In order for Class War's politics to maintain its appeal, the enemy had to be found, not in the abstract workings of a social system, but in concrete everyday realities. The owning class was too remote to be tangible, and certainly too remote to be vulnerable. So Class War dragooned the "middle class" into the role:
"Those who really run society never put a foot outside their heavily protected worlds. For most of us, our immediate enemy is the middle class: management, social workers, magistrates, teachers and all the other functionaries of capital."

Making a putative middle class into an enemy is as divisive as anything dreamed up by the owning class, and has more to do with testosterone than tactics. Violence is the steamy sex of left-wing politics, including Class War's. It is adventure, illicit excitement, danger, risk, Marx meets Millwall FC, hooligans on a mission. It is attractive, but only to some, in the same way as cave diving or bungee jumping.To most people Class War was one of three things: an affront to common decency, or an MIS plot, or a gang of kids having a lark. In no case was it a thing to get involved with.
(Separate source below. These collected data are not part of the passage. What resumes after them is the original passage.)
PR #108, opened 2026-08-15
Experiment: show only the meters that are actually reading

mm5agm:
> **Scope narrowed since this was opened.** The S-meter transmit fix that was
> originally part of this branch has been split out and merged to `develop` on
> its own (`264e108`), because it is a defect fix rather than a preference and
> should not wait on the question below. It is described under "Related" at the
> end - worth reading, because one of the test questions still concerns it.
> This PR is now **only** the dim-vs-hide experiment and the row reorder.

## What this is

Two separable changes to the meter row.

An experimental toolbar button, "Meters:", cycles three modes. It is there so
the two candidate behaviours can be compared against a real rig. **One of the
two is meant to be deleted before this ships.**

| Mode | Behaviour |
|---|---|
| `all` | Current behaviour, unchanged. The default. |
| `dim` | Transmit-only gauges greyed in place while receiving. Nothing moves. |
| `hide` | Transmit-only gauges removed from layout while receiving. The row reflows. |

The mode persists in `localStorage` under `ywc.meterIdleMode`.

Which gauges count as transmit-only is declared in the markup, not in the JS: a
cell carries `data-meter-scope="tx"` if it means nothing while receiving. That
is SWR, Power, Compression, ALC and IDD - all five are already pinned to zero
during receive by `MeterPollingService`, so nothing live is being suppressed.
Temp and VDD are deliberately NOT tagged: temperature is polled outside the
`isTransmitting` branch, and a hot PA or a sagging supply is worth seeing on
receive, which is exactly when you would look.

The second change reorders the row so the always-meaningful gauges are
contiguous on the left and the transmit-only block sits last:

```
S-A  S-B  Temp  VDD  |  SWR  Power  Comp  ALC  IDD
```

That matters to the `hide` variant specifically: with the transmit-only gauges
last and contiguous, hiding them removes a trailing block, so nothing that
survives changes position.

## Testing on an FTdx10 (@fabiojvalente)

Worth knowing before you look: the FTdx10 renders a much smaller meter row than
the FTdx101MP, because Temp, VDD and IDD are FTdx101/FTDX3000-only and there is
no SUB receiver.

|  | FTdx101MP | FTdx10 |
|---|---|---|
| Receive gauges | S-A, S-B, Temp, VDD | S-A only |
| Transmit gauges | SWR, Power, Comp, ALC, IDD | SWR, Power, Comp, ALC |

So in `hide` mode on receive your row collapses from five gauges to one, where
mine goes from nine to four. That is the most extreme case this change
produces, which is exactly why your opinion is the useful one.

What would help:

1. **Does `hide` look right or look broken on receive?** One gauge on an
   otherwise empty row is a big change. Blunt reaction is what is wanted.
2. **Does `dim` read better than `hide` on your rig?** On the FTdx101MP the
   preference was hide, but that was with four gauges surviving, not one.
3. **Does the FTdx10 freeze its S-meter during transmit too?** See "Related"
   below for what the FTdx101MP does. On develop the S-meter is now greyed and
   zeroed for the duration of an over. If the FTdx10 genuinely keeps measuring
   while transmitting, that would be wrong for your radio and I would want to
   know - the measurement is from one radio and I would not assume it
   generalises.
4. **Anything ugly in the reflow** when switching RX to TX repeatedly in
   `hide` mode - flicker, gauges redrawing at the wrong size, layout jumping.
   `hide` uses `display:none`, which collapses each gauge and makes its
   `ResizeObserver` rebuild it on reappearance. That happens every over, and
   it is a known cost of the hide variant that `dim` does not have.

No need to review the row reorder - it only moves Temp and VDD, which your
radio does not render, so it is invisible on an FTdx10. It does need review
from an FTdx101MP or FTDX3000 user before it ships, since it changes gauge
order for everyone.

## Related: the S-meter transmit fix (already on develop, `264e108`)

While checking whether the S-meters should also be suppressed on transmit, I
measured what the radio actually reports. With YWC stopped, I sampled `TX;`,
`SM0;` and `SM1;` together at about 21 Hz over the serial port on an FTdx101MP:

```
RECEIVE   n=375   SM0 mean 154.2, 29 distinct   SM1 mean 72.8, 21 distinct
TRANSMIT  n=101   SM0 mean 153.3,  2 distinct   SM1 mean 74.3,  2 distinct
```

101 consecutive transmit samples returned `SM0=154 SM1=75` unchanged. The "2
distinct" is the single unkey-transition sample. The last receive value before
key-down latches, and both resume within about 200 ms of release.

`MeterPollingService` polls SM0/SM1 with no transmit gate, unlike SWR which is
forced to zero on receive. So **released YWC drew two plausible-looking needles
throughout every over that were a snapshot from key-down.** On develop they are
now greyed and zeroed for the duration. The two go together: a zeroed needle on
its own would claim "no signal", a different untruth, but greyed-and-zero reads
as "not measuring". Zeroing is applied at the top of `updateSMeter`, so the
gauge, the S-unit label, the raw readout and the 30-second history strip all
agree.

Incidental finding worth recording: **TUNE registers as `TX2`**, so it is a
valid way to drive transmit tests without putting out a signal.

## Open questions before any of this ships

- **Whether to ship the visibility modes at all.**
- **Whether the row reorder ships independently.** It stands on its own, but it
  changes gauge order for 100+ existing users, which is muscle memory.
- When a variant wins, the losing variant and the "Meters:" toolbar button come
  out together. The `data-meter-scope` tagging is the part worth keeping, and
  is a candidate for the shared core so IWC gets it too.

### DIFF
--- a/Pages/Index.cshtml
+++ b/Pages/Index.cshtml
@@ -228,6 +228,23 @@
         display: none !important;
     }
 
+    /* The mirror case, and a real defect in its own right: the radio FREEZES
+       both S-meters at key-down. Measured on the MP 2026-08-15 — 101 samples
+       across a 5 s over returned one value each (SM0=154, SM1=75), against 29
+       and 21 distinct values while receiving. The needles look alive but are
+       showing whatever the band was doing at the instant of key-down.
+
+       Dimmed rather than hidden because the S-meters are leftmost: hiding them
+       would shift the whole row left on every over, which is exactly the
+       movement the reorder removed. Dimmed rather than zeroed because a needle
+       dropping to S0 asserts "no signal", which is a different untruth. Grey
+       reads consistently across the row as "not telling you anything now". */
+    .meters-tx-dim [data-meter-scope="rx"] {
+        filter: grayscale(1);
+        opacity: 0.3;
+        transition: opacity 0.25s ease, filter 0.25s ease;
+    }
+
     /* Voice command help popup (right-click a mic button). */
     #voiceHelpBody .vh-intro   { color: #bbb; font-size: 0.85rem; margin-bottom: 0.75rem; }
     #voiceHelpBody .vh-group   { margin-bottom: 0.85rem; }
@@ -524,7 +541,7 @@
                         <!-- S-Meter A (MAIN) — moved from per-VFO panels to the top
                              row in v2.3.9. Always live (unlike SWR/Power/etc which
                              are TX-only). -->
-                        <div class="text-center" style="position: relative; height: 135px; min-width: 165px; margin: 0; padding: 0;">
+                        <div class="text-center" data-meter-scope="rx" style="position: relative; height: 135px; min-width: 165px; margin: 0; padding: 0;">
                             <div class="analog-meter-container">
                                 <canvas id="sMeterCanvas" role="img" aria-hidden="true" aria-label="S meter A" data-a11y-key="meters.smeterA"></canvas>
                             </div>
@@ -541,7 +558,7 @@
                                         data-a11y-key="meters.smeterHistoryB"
                                         style="display:block; width:100%; height:100%; border-radius:3px;"></canvas>
                             </div>
-                            <div class="text-center" style="position: relative; height: 135px; min-width: 165px; margin: 0; padding: 0;">
+                            <div class="text-center" data-meter-scope="rx" style="position: relative; height: 135px; min-width: 165px; margin: 0; padding: 0;">
                                 <div class="analog-meter-container">
                                     <canvas id="sMeterCanvasB" role="img" aria-hidden="true" aria-label="S meter B" data-a11y-key="meters.smeterB"></canvas>
                                 </div>
--- a/Pages/Index.cshtml
+++ b/Pages/Index.cshtml
@@ -206,6 +206,28 @@
         display: none !important;
     }
 
+    /* EXPERIMENT (feat/meter-visibility-experiment) — de-emphasise the
+       transmit-only gauges while receiving. Two candidate behaviours, cycled
+       from the "Meters:" toolbar button; one gets deleted before this ships.
+       See wwwroot/js/ui/meter-visibility.js for which gauges are tagged and
+       why Temp and VDD are deliberately NOT among them.
+
+       dim: geometry untouched, so nothing reflows when TX/RX flips mid-QSO.
+       Costs nothing to the layout, buys no width back either. */
+    .meters-idle-dim [data-meter-scope="tx"] {
+        filter: grayscale(1);
+        opacity: 0.3;
+        transition: opacity 0.25s ease, filter 0.25s ease;
+    }
+
+    /* hide: reclaims the row, at the price of a reflow on every over. Note
+       this does NOT reliably fix the narrow-viewport wrap warning below —
+       transmit still needs room for the full set, so a row that wraps at
+       nine may well still wrap at seven. */
+    .meters-idle-hide [data-meter-scope="tx"] {
+        display: none !important;
+    }
+
     /* Voice command help popup (right-click a mic button). */
     #voiceHelpBody .vh-intro   { color: #bbb; font-size: 0.85rem; margin-bottom: 0.75rem; }
     #voiceHelpBody .vh-group   { margin-bottom: 0.85rem; }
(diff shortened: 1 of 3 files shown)


fabiojvalente:
Haven't tested it yet, but why not let the user define what meters to show ?
From my findings the metrics are there/available regardless of what the user configures in the ui, so I'd let the user drive this

Will test tomorrow/coming days

fabiojvalente:
> Does hide look right or look broken on receive? One gauge on an
otherwise empty row is a big change. Blunt reaction is what is wanted.

The S-meter is the only on RX, during TX the remaining gauges appear and S-meter goes gray (still shows)
After TX it goes back to show only the S-Meter

> Does dim read better than hide on your rig? On the FTdx101MP the
preference was hide, but that was with four gauges surviving, not one.

To me, a not so **_affected by eyesight problems_** operator it makes little to no difference, at most it changes my focus or where to look, but I get the point it may help the ones needing some hints on where to focus :)

It works as expected

> Does the FTdx10 freeze its S-meter during transmit too? See "Related"
below for what the FTdx101MP does. On develop the S-meter is now greyed and
zeroed for the duration of an over. If the FTdx10 genuinely keeps measuring
while transmitting, that would be wrong for your radio and I would want to
know - the measurement is from one radio and I would not assume it
generalises.

No. The FTDX10 does not measure S units during TX, instead it measures the secondary display, which is one of P0, COMP, ALC, VDD, ID, SWR

From my findings all of them are available (over CAT) at TX, the radio meter just shows one of them - and YWC doesn't show all of them either - worth following up on a different PR that I never bothered to work on as video-tx has been taking priority over this one

> Anything ugly in the reflow when switching RX to TX repeatedly in
hide mode - flicker, gauges redrawing at the wrong size, layout jumping.
hide uses display:none, which collapses each gauge and makes its
ResizeObserver rebuild it on reappearance. That happens every over, and
it is a known cost of the hide variant that dim does not have.

Nothing really ugly, all resizes as expected

I'm just wondering if handling this behaviour (dim/enable/hide show etc( can bite us back in the future while trying to cover all the usecases, other than that am all good 👍

Also, see my previous comment

fabiojvalente (approved):

mm5agm:
Thanks for testing this properly and for the approval, @fabiojvalente. I am going to
park it rather than merge it, and your two comments are the reason - so let me set out
the reasoning rather than just letting it go quiet.

## First, the most valuable thing in your reply

The FTdx10 not measuring S units during transmit either. I had one measurement, from one
radio, and I was not willing to assume it generalised. Your answer means the fix already
on develop - greying and zeroing the S-meters for the duration of an over - is correct
for your radio as well as mine, rather than something I imposed on it. That was the part
I most needed and it is already shipped, independently of this PR.

## Why park

Your two points are really one point, and I think you are right.

"Let the user define what meters to show" and "this can bite us back while trying to
cover all the use cases" are the same objection: the automatic receive/transmit mode may
be the wrong abstraction. What decided it for me is that the two are not interchangeable.
A static picker cannot express "show Power during the over and not on receive". The
automatic mode cannot express "I never want to see IDD at all". So if I merge this now
and add the picker later, YWC owns both mechanisms permanently, plus an explanation of
how they interact. That is exactly the bite you are describing, and it is far cheaper to
avoid than to unwind afterwards.

The stronger reason is your other finding. If all six transmit meters are readable over
CAT while the radio only displays one, and YWC currently shows fewer than it could, then
the set of gauges on that row is likely to change. Deciding visibility policy and gauge
order for today's nine gauges, when the count is about to move, is settling the question
against a layout that will not exist. Capability first, presentation afterwards, in that
order.

So the separate PR you floated is the one I would rather see first. I would be glad if
you picked it up whenever video-tx frees you, and equally happy to do it myself if you
would rather not - your finding either way, and it is the more interesting change of the
two. There is no rush from my side.

## What parks with it, and why

The row reorder goes too, which is worth being explicit about because it looks like it
could ship on its own. It cannot, usefully. Grouping the transmit-only gauges last is
what made hide viable in the first place - the hidden block is trailing, so nothing that
survives moves. On its own it changes gauge order for everyone already running YWC and
delivers nothing visible in return. That is the worst of both, so it waits.

## What would bring it back

Evidence that the reduced clutter genuinely helps a partially sighted operator. You were
straight about not being affected yourself, and that is useful to know rather than a
gap - it tells me the change is not broken, which is what I asked you for, but it cannot
tell me whether it is wanted. Until one of the operators it was aimed at asks for
something like it, parked is the honest place for it to sit.

Converting to draft rather than closing, so your review and this discussion stay attached
to it and the branch is still there if the answer comes back yes.

73 Colin MM5AGM

mm5agm:
Closing as a parked experiment rather than a rejected idea.

It has been a draft since 16 August and develop has moved a long way under
it since. If the meter-visibility question comes back, it is cheaper to
redo it against current develop than to revive this branch - so nothing
here is worth keeping open on the list.

The branch is not deleted, so the diff is still there if it is wanted.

What many groups can't stand about the Socialist Party is that we do not advocate violence and therefore cannot offer a practical programme of activity based on it. We are just not exciting enough for them, and thus we are labelled as sterile or "theoretical" (this being a term of abuse, naturally). But we are not Quakers and would countenance using violence if it was absolutely necessary to defend the democratic will of a socialist majority. We simply argue that it is quite possible, and highly desirable,for a large majority to establish socialism without bloodshed. The more violence is involved, the more likely the revolution is to fail outright, or be blown sideways into a new minority dictatorship.

The Socialist Party has consistently struggled to be heard for almost a century, and continues to struggle. Our venerable age however is no cause to be smug, and we hope that we also can learn something from Class War's commendable openness. We also have not always got it right. We also have had divisions. And we also have known stagnation. Class War tried a tack — that of attack — which didn't work. We could have told them it wouldn't. But we are not sitting too pretty either, and are not pointing any fingers. So long as there are revolutionaries out there with the energy to act and the will to think, we want to talk to them.